High probability leads to acceptance of randomness, while low probability leads to behavioral differences.

What criteria do we use to determine what is a high probability event and what is a low probability event?

To be honest, it’s a really subjective topic. In some business settings, 90 percent is regarded as a high chance, while in others, 99 percent is considered a high probability.

In general, a cutoff of 5% is agreed upon across all domains. This 5% is known as the Significance Level, or alpha level (symbolized as ). It indicates that if the probability of a random chance event is less than 5%, we can conclude that two populations behave differently. (1- Significance level) is also known as Confidence Level; for example, 95% are convinced that it is not influenced by chance.

So far, we’ve looked at the techniques for determining if a sample mean differs from the population mean or if the difference is due to random chance.

Let’s take a look at how to conduct a hypothesis test, and then we’ll walk through it with an example.

What are the steps involved in conducting hypothesis testing?
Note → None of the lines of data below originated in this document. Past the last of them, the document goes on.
PR #731, opened 2024-05-28
Fix component governance issues.

skottmckay:
Fix component governance warnings:
- update protobuf version being used by sentencepiece and the java tests
- ignore unused language bindings from protobuf and triton
- specify the CG config file with ignored directories where required

Fix cgmanifest.json:
- 'git' entries require a commit hash not version
- use 'other' for opencv third party code that is included directly in the opencv repo
  - the path isn't a valid repositoryUrl value to be provided as a 'git' entry
- update version numbers/commit hashes to match the latest code

### DIFF
--- a/cgmanifest.json
+++ b/cgmanifest.json
@@ -5,18 +5,20 @@
       "component": {
         "type": "git",
         "git": {
-          "commitHash": "v1.14.1",
+          "commitHash": "8f5c79cb63f09ef1302e85081093a3fe4da1bc7d",
           "repositoryUrl": "https://github.com/microsoft/onnxruntime.git"
-        }
+        },
+        "comments": "v1.17.1"
       }
     },
     {
       "component": {
         "type": "git",
         "git": {
-          "commitHash": "6e511679de8ab0feefc1cdac1505b2fac5548e42",
+          "commitHash": "fe271ab76f2ad2b2b28c10443865d2af21e27e0e",
           "repositoryUrl": "https://github.com/protocolbuffers/protobuf.git"
-        }
+        },
+        "comments": "v3.20.3"
       }
     },
     {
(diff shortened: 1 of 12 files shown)


java/build.gradle
```diff
@@ -148,7 +148,7 @@ if (cmakeBuildDir != null) {
 dependencies {
     testImplementation 'org.junit.jupiter:junit-jupiter-api:5.7.0'
     testRuntimeOnly 'org.junit.jupiter:junit-jupiter-engine:5.7.0'
-    testImplementation 'com.google.protobuf:protobuf-java:3.20.1'
+    testImplementation 'com.google.protobuf:protobuf-java:3.21.7'
```
skottmckay, line 151: This matches the version used in build-android.gradle.

cgmanifest.json
```diff
@@ -50,16 +52,17 @@
...
+        },
+        "comments": "2021-06-01"
       }
     },
     {
       "component": {
         "type": "git",
         "git": {
-          "commitHash": "release-1.11.0",
+          "commitHash": "9406a60c7839052e4944ea4dbc8344762a89f9bd",
```
skottmckay, line 65: Not sure what tag this commitHash matches as there's no comment in the cmake file. 

https://github.com/microsoft/onnxruntime-extensions/blob/a1e342acb94c4b28c74c38e5b3a235824edb98fc/cmake/externals/googletest.cmake#L1-L5

The commit id doesn't match release-1.11.0. The readme.md in the googletest source says it's release-1.12.0, but the commit id for that is different.

https://github.com/google/googletest/releases/tag/release-1.12.0

wenbingl: Yes, it was upgraded due to conflict with AzureOP build in CI pipeline.

wenbingl (approved):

Set up Hypothesis (NULL and Alternate): We really tested a hypothesis in the XY School example. The hypothesis that we’re testing is that the difference between the sample and population means is due to chance.

The “NULL Hypothesis” states that there is no difference between the sample and the population. The null hypothesis is denoted by the letter ‘H0.’ Keep in mind that we are only testing the null hypothesis since we believe it is incorrect.

An alternative hypothesis for the XY School is that there is a significant difference in behavior between the sample and the population. ‘H1’ is the sign for the alternative hypothesis.

Customer Segmentation K Means Cluster »

Set the Decision Criteria: The level of significance for a test is used to set the decision criteria. It could be 5% and 1% of the total.

We choose whether to accept the Null or Alternate hypothesis based on the level of significance. There is a 0.03 probability that accepts the null hypothesis at a 1% level of significance but rejects it at a 5% level of significance. It is depending on the needs of the company. The overall accepted level is 0.05.

Calculate the likelihood of a random event: The test statistic/random chance probability aids in determining the likelihood. The Null hypothesis has a higher probability and sufficient evidence to be accepted.

Make a decision: We compare the p-value to a specified significance level and reject the null hypothesis if it is less than the significance level; else, we accept it.

We may make a mistake when deciding whether to keep or reject the null hypothesis since we are looking at a sample rather than the complete population. In terms of the truth or falsity of the judgment we make concerning a null hypothesis, we have four options:

1. It’s possible that the decision to keep the null hypothesis is right.

2. Type II mistake occurs when the decision to keep the null hypothesis is erroneous.

3. It’s possible that rejecting the null hypothesis was the right decision.

4. A Type I error occurs when the judgment to reject the null hypothesis is wrong.